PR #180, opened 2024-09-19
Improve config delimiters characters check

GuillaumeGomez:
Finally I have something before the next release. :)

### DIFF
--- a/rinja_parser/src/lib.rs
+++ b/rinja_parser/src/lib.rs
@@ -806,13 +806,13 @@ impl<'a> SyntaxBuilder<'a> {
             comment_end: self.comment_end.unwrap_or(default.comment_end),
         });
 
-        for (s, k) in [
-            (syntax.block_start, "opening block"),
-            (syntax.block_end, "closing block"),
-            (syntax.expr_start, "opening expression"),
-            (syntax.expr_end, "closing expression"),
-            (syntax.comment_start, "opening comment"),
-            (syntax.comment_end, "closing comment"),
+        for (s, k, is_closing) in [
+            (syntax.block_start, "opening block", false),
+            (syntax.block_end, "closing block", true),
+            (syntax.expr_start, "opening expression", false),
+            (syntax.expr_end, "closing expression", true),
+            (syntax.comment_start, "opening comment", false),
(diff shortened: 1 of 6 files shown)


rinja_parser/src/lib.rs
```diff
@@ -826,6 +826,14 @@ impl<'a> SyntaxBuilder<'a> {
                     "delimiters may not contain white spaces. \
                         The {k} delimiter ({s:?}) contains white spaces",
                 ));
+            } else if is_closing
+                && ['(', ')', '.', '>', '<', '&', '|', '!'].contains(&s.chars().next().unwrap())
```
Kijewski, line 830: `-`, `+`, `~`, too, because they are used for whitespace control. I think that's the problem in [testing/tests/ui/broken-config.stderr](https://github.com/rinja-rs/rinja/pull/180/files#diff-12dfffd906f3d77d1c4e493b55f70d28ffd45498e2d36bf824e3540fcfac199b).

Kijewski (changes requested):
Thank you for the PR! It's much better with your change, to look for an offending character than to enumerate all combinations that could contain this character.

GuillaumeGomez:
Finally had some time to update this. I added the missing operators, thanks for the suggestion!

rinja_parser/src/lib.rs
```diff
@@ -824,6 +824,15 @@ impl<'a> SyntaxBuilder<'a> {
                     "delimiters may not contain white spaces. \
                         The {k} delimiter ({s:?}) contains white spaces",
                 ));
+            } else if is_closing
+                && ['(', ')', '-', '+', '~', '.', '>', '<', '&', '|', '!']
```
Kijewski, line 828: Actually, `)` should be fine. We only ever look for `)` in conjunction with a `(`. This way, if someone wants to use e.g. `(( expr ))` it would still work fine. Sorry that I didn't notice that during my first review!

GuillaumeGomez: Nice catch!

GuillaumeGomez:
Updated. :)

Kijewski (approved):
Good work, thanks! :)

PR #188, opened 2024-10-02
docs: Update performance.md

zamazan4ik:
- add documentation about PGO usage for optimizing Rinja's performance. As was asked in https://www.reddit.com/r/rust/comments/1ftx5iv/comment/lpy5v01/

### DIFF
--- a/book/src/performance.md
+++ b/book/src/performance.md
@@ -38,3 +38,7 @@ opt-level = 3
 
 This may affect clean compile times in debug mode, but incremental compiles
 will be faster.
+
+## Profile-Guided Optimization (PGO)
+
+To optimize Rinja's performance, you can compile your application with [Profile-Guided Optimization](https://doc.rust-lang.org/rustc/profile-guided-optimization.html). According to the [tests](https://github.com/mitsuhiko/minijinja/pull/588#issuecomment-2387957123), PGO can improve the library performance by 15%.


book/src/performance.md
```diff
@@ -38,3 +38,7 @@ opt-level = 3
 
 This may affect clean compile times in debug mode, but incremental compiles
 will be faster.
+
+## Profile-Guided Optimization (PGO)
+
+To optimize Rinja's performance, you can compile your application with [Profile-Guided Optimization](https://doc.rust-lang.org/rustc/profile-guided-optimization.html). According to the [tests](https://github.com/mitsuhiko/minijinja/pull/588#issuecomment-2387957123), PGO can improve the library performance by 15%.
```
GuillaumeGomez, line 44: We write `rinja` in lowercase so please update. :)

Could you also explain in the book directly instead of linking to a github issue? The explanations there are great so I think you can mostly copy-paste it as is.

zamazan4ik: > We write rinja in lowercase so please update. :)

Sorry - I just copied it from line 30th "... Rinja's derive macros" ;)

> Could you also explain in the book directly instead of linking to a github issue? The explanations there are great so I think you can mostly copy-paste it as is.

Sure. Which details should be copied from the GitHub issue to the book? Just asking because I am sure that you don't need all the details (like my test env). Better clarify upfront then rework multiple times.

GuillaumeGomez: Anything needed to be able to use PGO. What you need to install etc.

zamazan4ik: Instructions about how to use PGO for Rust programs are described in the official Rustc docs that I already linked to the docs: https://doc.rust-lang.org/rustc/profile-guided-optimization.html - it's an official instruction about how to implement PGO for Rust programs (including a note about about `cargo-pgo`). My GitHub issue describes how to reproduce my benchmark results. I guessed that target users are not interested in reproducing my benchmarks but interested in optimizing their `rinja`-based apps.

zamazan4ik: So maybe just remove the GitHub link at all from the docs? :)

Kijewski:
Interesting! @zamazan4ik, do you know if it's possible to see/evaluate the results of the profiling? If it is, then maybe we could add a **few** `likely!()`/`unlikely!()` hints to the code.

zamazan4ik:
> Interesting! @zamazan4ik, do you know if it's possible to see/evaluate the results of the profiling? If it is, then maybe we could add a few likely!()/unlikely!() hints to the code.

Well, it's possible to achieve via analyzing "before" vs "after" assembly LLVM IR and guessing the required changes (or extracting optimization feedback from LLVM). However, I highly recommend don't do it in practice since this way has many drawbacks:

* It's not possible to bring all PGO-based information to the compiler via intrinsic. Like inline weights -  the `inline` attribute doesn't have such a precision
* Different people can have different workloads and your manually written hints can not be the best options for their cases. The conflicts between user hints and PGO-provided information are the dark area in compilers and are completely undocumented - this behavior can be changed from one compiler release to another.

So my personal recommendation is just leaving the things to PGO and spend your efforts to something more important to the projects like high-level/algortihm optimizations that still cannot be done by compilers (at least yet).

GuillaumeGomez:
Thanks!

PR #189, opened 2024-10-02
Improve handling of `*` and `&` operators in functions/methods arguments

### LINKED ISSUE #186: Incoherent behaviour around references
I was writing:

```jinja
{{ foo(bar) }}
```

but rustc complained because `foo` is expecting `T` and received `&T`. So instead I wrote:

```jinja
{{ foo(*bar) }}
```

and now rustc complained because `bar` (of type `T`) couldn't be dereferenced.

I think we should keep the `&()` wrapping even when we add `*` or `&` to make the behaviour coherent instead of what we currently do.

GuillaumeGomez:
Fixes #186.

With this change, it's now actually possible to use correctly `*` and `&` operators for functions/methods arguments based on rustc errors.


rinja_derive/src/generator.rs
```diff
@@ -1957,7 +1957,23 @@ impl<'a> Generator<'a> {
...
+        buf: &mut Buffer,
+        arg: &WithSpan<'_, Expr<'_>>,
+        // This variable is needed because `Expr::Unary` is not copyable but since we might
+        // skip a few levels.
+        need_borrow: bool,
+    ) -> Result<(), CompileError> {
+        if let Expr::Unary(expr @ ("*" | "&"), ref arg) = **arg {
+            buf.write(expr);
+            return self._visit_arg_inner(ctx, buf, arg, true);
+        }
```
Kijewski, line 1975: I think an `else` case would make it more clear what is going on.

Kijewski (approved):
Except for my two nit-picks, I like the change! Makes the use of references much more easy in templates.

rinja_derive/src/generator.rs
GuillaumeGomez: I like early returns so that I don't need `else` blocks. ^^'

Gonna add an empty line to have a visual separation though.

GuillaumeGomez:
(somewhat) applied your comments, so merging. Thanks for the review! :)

════════════════

Retype the records, line for line.

▶ **The answer**
PR #180, opened 2024-09-19
Improve config delimiters characters check

GuillaumeGomez:
Finally I have something before the next release. :)

### DIFF
--- a/rinja_parser/src/lib.rs
+++ b/rinja_parser/src/lib.rs
@@ -806,13 +806,13 @@ impl<'a> SyntaxBuilder<'a> {
             comment_end: self.comment_end.unwrap_or(default.comment_end),
         });
 
-        for (s, k) in [
-            (syntax.block_start, "opening block"),
-            (syntax.block_end, "closing block"),
-            (syntax.expr_start, "opening expression"),
-            (syntax.expr_end, "closing expression"),
-            (syntax.comment_start, "opening comment"),
-            (syntax.comment_end, "closing comment"),
+        for (s, k, is_closing) in [
+            (syntax.block_start, "opening block", false),
+            (syntax.block_end, "closing block", true),
+            (syntax.expr_start, "opening expression", false),
+            (syntax.expr_end, "closing expression", true),
+            (syntax.comment_start, "opening comment", false),
(diff shortened: 1 of 6 files shown)


rinja_parser/src/lib.rs
```diff
@@ -826,6 +826,14 @@ impl<'a> SyntaxBuilder<'a> {
                     "delimiters may not contain white spaces. \
                         The {k} delimiter ({s:?}) contains white spaces",
                 ));
+            } else if is_closing
+                && ['(', ')', '.', '>', '<', '&', '|', '!'].contains(&s.chars().next().unwrap())
```
Kijewski, line 830: `-`, `+`, `~`, too, because they are used for whitespace control. I think that's the problem in [testing/tests/ui/broken-config.stderr](https://github.com/rinja-rs/rinja/pull/180/files#diff-12dfffd906f3d77d1c4e493b55f70d28ffd45498e2d36bf824e3540fcfac199b).

Kijewski (changes requested):
Thank you for the PR! It's much better with your change, to look for an offending character than to enumerate all combinations that could contain this character.

GuillaumeGomez:
Finally had some time to update this. I added the missing operators, thanks for the suggestion!

rinja_parser/src/lib.rs
```diff
@@ -824,6 +824,15 @@ impl<'a> SyntaxBuilder<'a> {
                     "delimiters may not contain white spaces. \
                         The {k} delimiter ({s:?}) contains white spaces",
                 ));
+            } else if is_closing
+                && ['(', ')', '-', '+', '~', '.', '>', '<', '&', '|', '!']
```
Kijewski, line 828: Actually, `)` should be fine. We only ever look for `)` in conjunction with a `(`. This way, if someone wants to use e.g. `(( expr ))` it would still work fine. Sorry that I didn't notice that during my first review!

GuillaumeGomez: Nice catch!

GuillaumeGomez:
Updated. :)

Kijewski (approved):
Good work, thanks! :)

PR #188, opened 2024-10-02
docs: Update performance.md

zamazan4ik:
- add documentation about PGO usage for optimizing Rinja's performance. As was asked in https://www.reddit.com/r/rust/comments/1ftx5iv/comment/lpy5v01/

### DIFF
--- a/book/src/performance.md
+++ b/book/src/performance.md
@@ -38,3 +38,7 @@ opt-level = 3
 
 This may affect clean compile times in debug mode, but incremental compiles
 will be faster.
+
+## Profile-Guided Optimization (PGO)
+
+To optimize Rinja's performance, you can compile your application with [Profile-Guided Optimization](https://doc.rust-lang.org/rustc/profile-guided-optimization.html). According to the [tests](https://github.com/mitsuhiko/minijinja/pull/588#issuecomment-2387957123), PGO can improve the library performance by 15%.


book/src/performance.md
```diff
@@ -38,3 +38,7 @@ opt-level = 3
 
 This may affect clean compile times in debug mode, but incremental compiles
 will be faster.
+
+## Profile-Guided Optimization (PGO)
+
+To optimize Rinja's performance, you can compile your application with [Profile-Guided Optimization](https://doc.rust-lang.org/rustc/profile-guided-optimization.html). According to the [tests](https://github.com/mitsuhiko/minijinja/pull/588#issuecomment-2387957123), PGO can improve the library performance by 15%.
```
GuillaumeGomez, line 44: We write `rinja` in lowercase so please update. :)

Could you also explain in the book directly instead of linking to a github issue? The explanations there are great so I think you can mostly copy-paste it as is.

zamazan4ik: > We write rinja in lowercase so please update. :)

Sorry - I just copied it from line 30th "... Rinja's derive macros" ;)

> Could you also explain in the book directly instead of linking to a github issue? The explanations there are great so I think you can mostly copy-paste it as is.

Sure. Which details should be copied from the GitHub issue to the book? Just asking because I am sure that you don't need all the details (like my test env). Better clarify upfront then rework multiple times.

GuillaumeGomez: Anything needed to be able to use PGO. What you need to install etc.

zamazan4ik: Instructions about how to use PGO for Rust programs are described in the official Rustc docs that I already linked to the docs: https://doc.rust-lang.org/rustc/profile-guided-optimization.html - it's an official instruction about how to implement PGO for Rust programs (including a note about about `cargo-pgo`). My GitHub issue describes how to reproduce my benchmark results. I guessed that target users are not interested in reproducing my benchmarks but interested in optimizing their `rinja`-based apps.

zamazan4ik: So maybe just remove the GitHub link at all from the docs? :)

Kijewski:
Interesting! @zamazan4ik, do you know if it's possible to see/evaluate the results of the profiling? If it is, then maybe we could add a **few** `likely!()`/`unlikely!()` hints to the code.

zamazan4ik:
> Interesting! @zamazan4ik, do you know if it's possible to see/evaluate the results of the profiling? If it is, then maybe we could add a few likely!()/unlikely!() hints to the code.

Well, it's possible to achieve via analyzing "before" vs "after" assembly LLVM IR and guessing the required changes (or extracting optimization feedback from LLVM). However, I highly recommend don't do it in practice since this way has many drawbacks:

* It's not possible to bring all PGO-based information to the compiler via intrinsic. Like inline weights -  the `inline` attribute doesn't have such a precision
* Different people can have different workloads and your manually written hints can not be the best options for their cases. The conflicts between user hints and PGO-provided information are the dark area in compilers and are completely undocumented - this behavior can be changed from one compiler release to another.

So my personal recommendation is just leaving the things to PGO and spend your efforts to something more important to the projects like high-level/algortihm optimizations that still cannot be done by compilers (at least yet).

GuillaumeGomez:
Thanks!

PR #189, opened 2024-10-02
Improve handling of `*` and `&` operators in functions/methods arguments

### LINKED ISSUE #186: Incoherent behaviour around references
I was writing:

```jinja
{{ foo(bar) }}
```

but rustc complained because `foo` is expecting `T` and received `&T`. So instead I wrote:

```jinja
{{ foo(*bar) }}
```

and now rustc complained because `bar` (of type `T`) couldn't be dereferenced.

I think we should keep the `&()` wrapping even when we add `*` or `&` to make the behaviour coherent instead of what we currently do.

GuillaumeGomez:
Fixes #186.

With this change, it's now actually possible to use correctly `*` and `&` operators for functions/methods arguments based on rustc errors.


rinja_derive/src/generator.rs
```diff
@@ -1957,7 +1957,23 @@ impl<'a> Generator<'a> {
...
+        buf: &mut Buffer,
+        arg: &WithSpan<'_, Expr<'_>>,
+        // This variable is needed because `Expr::Unary` is not copyable but since we might
+        // skip a few levels.
+        need_borrow: bool,
+    ) -> Result<(), CompileError> {
+        if let Expr::Unary(expr @ ("*" | "&"), ref arg) = **arg {
+            buf.write(expr);
+            return self._visit_arg_inner(ctx, buf, arg, true);
+        }
```
Kijewski, line 1975: I think an `else` case would make it more clear what is going on.

Kijewski (approved):
Except for my two nit-picks, I like the change! Makes the use of references much more easy in templates.

rinja_derive/src/generator.rs
GuillaumeGomez: I like early returns so that I don't need `else` blocks. ^^'

Gonna add an empty line to have a visual separation though.

GuillaumeGomez:
(somewhat) applied your comments, so merging. Thanks for the review! :)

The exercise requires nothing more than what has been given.